# voltage sag



## dexion (Aug 22, 2009)

Need a bit more. What are the battery amps you are pulling (not the motor amps) and what is the internal resistance of the batteries? Keep in mind paper is theoretical and doesnt take into account lessening the life of the pack. You can do 15 but you may not want to because of the life shortening properties of going below 50% dod depending on the type of battery you are using.


----------



## TheSGC (Nov 15, 2007)

We need more information, the model/brand of the batteries, what you have for a charger, your pack capacity (Ah) and your AMP draw and also how old is the pack.


----------



## alvin (Jul 26, 2008)

The batteries are everstart 27dc-6 12 volt 115 ah.
The pack is 120 volt. Don't know resistance. The batteries have been cycled 5 or 6 times. I am using a bonn charger. After charging and resting
for 24 hrs each battery is at 13.12 volts The amp draw at that sag is 200.
Alvin


----------



## TheSGC (Nov 15, 2007)

alvin said:


> The batteries are everstart 27dc-6 12 volt 115 ah.
> The pack is 120 volt. Don't know resistance. The batteries have been cycled 5 or 6 times. I am using a bonn charger. After charging and resting
> for 24 hrs each battery is at 13.12 volts The amp draw at that sag is 200.
> Alvin


You are getting some serious sag and drawing too much AMPs for those batteries this soon. They need a good 20 or so cycles of low AMP draw to properly break in. I have a set of Everstart MAXX29 125Ah and I keep them below 85 AMPs for cruising and try to stay under 180 AMPs for accelerating. My sag when I draw 200 AMPs is 92 volts without breaking in my batteries yet. My last set would only sag down to 95 volts when drawing 200 AMPs after braking in the batteries with 40 cycles.


----------



## alvin (Jul 26, 2008)

Thanks for your response. I have been keeping it under 100 amps most of the time. That's with very little pedal. It may not have been all the way 
down to 90 volts just glancing down athe meter. I'll make sure I keep it down till I get more cycles. What's all the jamesbattery posts.
Thanks 
Alvin


----------



## chansen (Mar 13, 2009)

I have a 120V FLA nominal system. Ten Trojan 1275 batteries. 120Ahr. I charge them to about 142V. I'm at about 100 cycles. Russco charger. Its a slow charger but that is good for batteries and it can charge them overnight so i fine with that.

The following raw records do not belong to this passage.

Issue #257, opened 2017-02-02
Improve compiler selection UI?


paulsapps:
The list of compilers is ever growing, sometimes finding the right one is annoying from a huge list.

Would it be possible to change the UI to have some filters for 32/64bit/arch or something? Or just pick say GCC and then it shows all the GCC versions/arches/bitnesses?

mattgodbolt:
It's not obvious at all but you can hit backspace and then type filters
into the drop down box. I think something better is still needed though;
hanks for the report.

mattgodbolt:
Ideas:
* Find a hierarchical dropdown widget
* Have separate dropdowns, architecture, compiler, version (might be annoying?)
* Make it more obvious that you can type and filter by name

roalz:
My first choice would be "make it more obvious that you can type and filter by name", but it's hard to find how, mostly because you get a pre-selected choice, and click+backspace+edit is far from being intuitive.

Failing that, my second choice would be to have separate dropdowns.
It would be great to have a "beta" site with separate dropdowns of architecture, compiler and version,
may be publicly testable and give you A/B test feedbacks.
I may prefer them separate (usually using just 1 or 2 architectures, but different compiler versions), but it would be great to take a test drive (if easy, quick and intuitive enough, it may become my first choice) :-)

Leandros:
> Have separate dropdowns, architecture, compiler, version (might be annoying?)

I vote for this. While I often switch between compilers, I rarely chose any version except the latest on x86_64, separating the dropdowns could default to the latest version and reduce the most commonly used dropdown to just a few items without scrolling.

mattgodbolt:
Thanks both. I'm going to sketch out something like this: either three dropdowns (arch, compiler, version) or two (arch, compiler & version) with better filtering. My own use case is to switch between compiler and versions often, so I'm leaning towards the latter.

mattgodbolt:
And for metrics: https://docs.google.com/spreadsheets/d/1uK8jcsaF8h80-FZOoNURwGi6USHsWrdsdHKBPZGq7jQ/edit?usp=sharing  - it's very top-weighted to the default compiler and the highest. Just don't forget metrics don't capture things like me toggling between two compiler/versions :)

thanks!

mattgodbolt:
@roalz There's already a beta site, and the dropdown will be previewed there first, don't worry (add /beta/ to the path e.g. https://gcc.godbolt.org/beta/)

roalz:
[...]

Issue #137, opened 2016-08-04
Compiler list says x86, while in fact should be x86-64


janisozaur:
Example code:

http://gcc.godbolt.org/#compilers:!((compiler:g6,options:'',source:'int+foo()+%7B%0A++return+sizeof(void+*)%3B%0A%7D')),filterAsm:(colouriseAsm:!t,commentOnly:!t,directives:!t,labels:!t),version:3

By default, all compilers marked as `x86` produce 64 bit code. Their listing should be updated to reflect that, just like the entries for `ARM` vs `ARM64`.

janisozaur:
Thank you.

PR #943, opened 2018-06-02
Add RISC-V support

ethanhs:
Hopefully this is correct, do let me know if I've made a mistake, or you feel like something should be renamed.

### DIFF
--- a/etc/config/c++.amazon.properties
+++ b/etc/config/c++.amazon.properties
@@ -152,7 +152,7 @@ group.rvclang.compilers=rv32clang
 group.rvclang.groupName=Clang RISC-V
 group.rvclang.supportsBinary=false
 compiler.rv32clang.exe=/opt/compiler-explorer/clang-trunk/bin/clang++
-compiler.rv32clang.name=Clang riscv32 (trunk)
+compiler.rv32clang.name=riscv32 clang (trunk)
 compiler.rv32clang.options=-target riscv32
 
 # icc for x86
--- a/etc/config/c++.amazon.properties
+++ b/etc/config/c++.amazon.properties
@@ -1,4 +1,4 @@
-compilers=&gcc86:&icc:&clang:&cl:&cross:&ellcc:&zapcc
+compilers=&gcc86:&icc:&clang:&rvclang:&cl:&cross:&ellcc:&zapcc
 defaultCompiler=g81
 demangler=/opt/compiler-explorer/gcc-8.1.0/bin/c++filt
 objdumper=/opt/compiler-explorer/gcc-8.1.0/bin/objdump
@@ -146,6 +146,17 @@ compiler.clang_concepts.exe=/opt/compiler-explorer/clang-concepts-trunk/bin/clan
 compiler.clang_concepts.name=x86-64 clang (experimental concepts)
 compiler.clang_concepts.options=-std=c++2a -Xclang -fconcepts-ts -stdlib=libc++
 compiler.clang_concepts.notification=Highly experimental compiler. Bug reports welcomed at <a href="https://github.com/saarraz/clang-concepts/issues" target="_blank" rel="noopener noreferrer">github.com/saarraz/clang-concepts/issues <sup><small class="glyphicon glyphicon-new-window opens-new-window" title="Opens in a new window"></small></sup></a>
+
+# Clang for RISC-V
+group.rvclang.compilers=rv32clang:rv64clang
+group.rvclang.groupName=Clang RISC-V
+group.rvclang.supportsBinary=false
+compiler.rv32clang.exe=/opt/compiler-explorer/clang-trunk/bin/clang++
+compiler.rv32clang.name=Clang RISC-V (32 bit)
+compiler.rv32clang.options=-target riscv32
+compiler.rv64clang.exe=/opt/compiler-explorer/clang-trunk/bin/clang++
+compiler.rv64clang.name=Clang RISC-V (64 bit)
+compiler.rv64clang.options=-target riscv64
 
 # icc for x86
 group.icc.compilers=icc1301:icc16:icc17:icc18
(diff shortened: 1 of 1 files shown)


ethanhs:
I should note RISC-V is a modular ISA. 

As is, people need to specify e.g. `-mriscv=RV64IAMFD` (You may want to read https://en.wikipedia.org/wiki/RISC-V#ISA_Base_and_Extensions).

I see three options:
- require people to specify which extensions they want (I fear people would be suprised at the lack of mul by default)
- provide RV64G configurations
- offer both?

Thoughts/suggestions appreciated.

mattgodbolt:
Hi @ethanhs - thanks for the PR!

Firstly, I tried this with the trunk clang (built with your patch, as best I can tell), and I still get an error:

```
ubuntu@admin-node /tmp> cat > test.cc
int square(int num) {
    return num * num;
}

/opt/compiler-explorer/clang-trunk/bin/clang++ -S -c -o /tmp/moo.asm -target riscv64 test.cc
error: unable to create target: 'No available targets are compatible with this triple.'
1 error generated.
/opt/compiler-explorer/clang-trunk/bin/clang++ --version
clang version 7.0.0 (trunk 333657)
Target: x86_64-unknown-linux-gnu
Thread model: posix
InstalledDir: /opt/compiler-explorer/clang-trunk/bin
```

Secondly, if we can make the regular clang compiler work with just adding `-target riscv64` then that's probably the right way to go (for now!). We have a whole bunch of targets that clang supports that don't have their own "target". Though I'm not against it, it would mean duplicating all the clangs for each supported target, for each supported clang version too (imagine how many more options that would add to the already overrun compiler dropdown!)

I'm not saying that's not the right thing to do: but we probably need a more general solution for clang's targets. According to https://stackoverflow.com/questions/15036909/clang-how-to-list-supported-target-architectures there's not a way to list them from the binary :/. The best I get is:

```
ubuntu@admin-node /tmp> /opt/compiler-explorer/clang-trunk/bin/llc --version
LLVM (http://llvm.org/):
  LLVM version 7.0.0svn
  Optimized build.
  Default target: x86_64-unknown-linux-gnu
  Host CPU: haswell

  Registered Targets:
    aarch64    - AArch64 (little endian)
    aarch64_be - AArch64 (big endian)
    amdgcn     - AMD GCN GPUs
    arm        - ARM
    arm64      - ARM64 (little endian)
    armeb      - ARM (big endian)
    bpf        - BPF (host endian)
    bpfeb      - BPF (big endian)
    bpfel      - BPF (little endian)
    hexagon    - Hexagon
    lanai      - Lanai
    mips       - Mips
    mips64     - Mips64 [experimental]
    mips64el   - Mips64el [experimental]
    mipsel     - Mipsel
    msp430     - MSP430 [experimental]
    nvptx      - NVIDIA PTX 32-bit
    nvptx64    - NVIDIA PTX 64-bit
    ppc32      - PowerPC 32
    ppc64      - PowerPC 64
    ppc64le    - PowerPC 64 LE
    r600       - AMD GPUs HD2XXX-HD6XXX
    sparc      - Sparc
    sparcel    - Sparc LE
    sparcv9    - Sparc V9
    systemz    - SystemZ
    thumb      - Thumb
    thumbeb    - Thumb (big endian)
    x86        - 32-bit X86: Pentium-Pro and above
    x86-64     - 64-bit X86: EM64T and AMD64
    xcore      - XCore
```

which seems to suggest the clang build didn't work after all... I'll check on that!

mattgodbolt:
Right, seems the clang build isn't working. Investigating...

mattgodbolt:
Hah, getting: 

```
svn: E000110: Error running context: Connection timed out
```

during update...wonder what's going on there...digging.

mattgodbolt:
Ok temporary network problem...but:

```
build.sh: line 58: -DLLVM_EXPERIMENTAL_TARGETS_TO_BUILD=RISCV: command not found
```

is the real error! hahah fixing :)

ethanhs:
>Secondly, if we can make the regular clang compiler work with just adding -target riscv64 then that's probably the right way to go (for now!).

Okay, sounds good. And thank you again for fixing my mistake!

etc/config/c++.amazon.properties
```diff
@@ -148,15 +148,12 @@ compiler.clang_concepts.options=-std=c++2a -Xclang -fconcepts-ts -stdlib=libc++
 compiler.clang_concepts.notification=Highly experimental compiler. Bug reports welcomed at <a href="https://github.com/saarraz/clang-concepts/issues" target="_blank" rel="noopener noreferrer">github.com/saarraz/clang-concepts/issues <sup><small class="glyphicon glyphicon-new-window opens-new-window" title="Opens in a new window"></small></sup></a>
 
 # Clang for RISC-V
-group.rvclang.compilers=rv32clang:rv64clang
+group.rvclang.compilers=rv32clang
 group.rvclang.groupName=Clang RISC-V
 group.rvclang.supportsBinary=false
 compiler.rv32clang.exe=/opt/compiler-explorer/clang-trunk/bin/clang++
-compiler.rv32clang.name=Clang RISC-V (32 bit)
+compiler.rv32clang.name=Clang riscv32 (trunk)
```
mattgodbolt: One last nitpick: all the other architectures are listed first in their compiler name ("ARM gcc" ... "x86 clang" ... "MSP430 gcc" etc) ... although their group name is "Compiler Arch".

Can you change the name here to be "RISC-V clang (trunk)" (assuming the capitalisation is correct) and then I'll merge. We need a better solution to this in general. the dropdown is terrible already (see #137 #257 etc), but at least consistency with the (bad) current setup is better than none.

mattgodbolt: Argh, it would need the 32-bit indicator too I guess, "riscv32 clang (trunk)" maybe?

mattgodbolt:
Merged: will do a site update once things are built.

ethanhs:
Thank you! I'm excited :)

After a full charge they float at 132V. After ten miles they float around 125V and sag to 120V with 100AMP load. After 25 miles they float at 120V and sag to 110V at 100AMP load.

At 30 miles I try to be home because they are closing in on 80% discharge and I have a long hill to my house


----------



## alvin (Jul 26, 2008)

Thanks for telling me how yours sags. I really did not know what might be normal. Yesterday I made the effort to not get above 100 amps.
I drove to the closest town , for the first time , about 12 miles round trip.
I would barely press the pedal and kept it about 50 to 75 amps. Then I drove another 4 or 5 miles. When I parked in the garage I was down to about 119 volts. Thats all the range I have. The truck weighs around
3300 lbs. 
Alvin


----------



## chansen (Mar 13, 2009)

You are getting lower range than I would expect for pack based upon a 115 Ahr battery. Even at 3000+ lbs. I dont have any experience with the Everstarts. You should be getting 25-30 miles/chrg especially when you are not drawing more than 100AMPS.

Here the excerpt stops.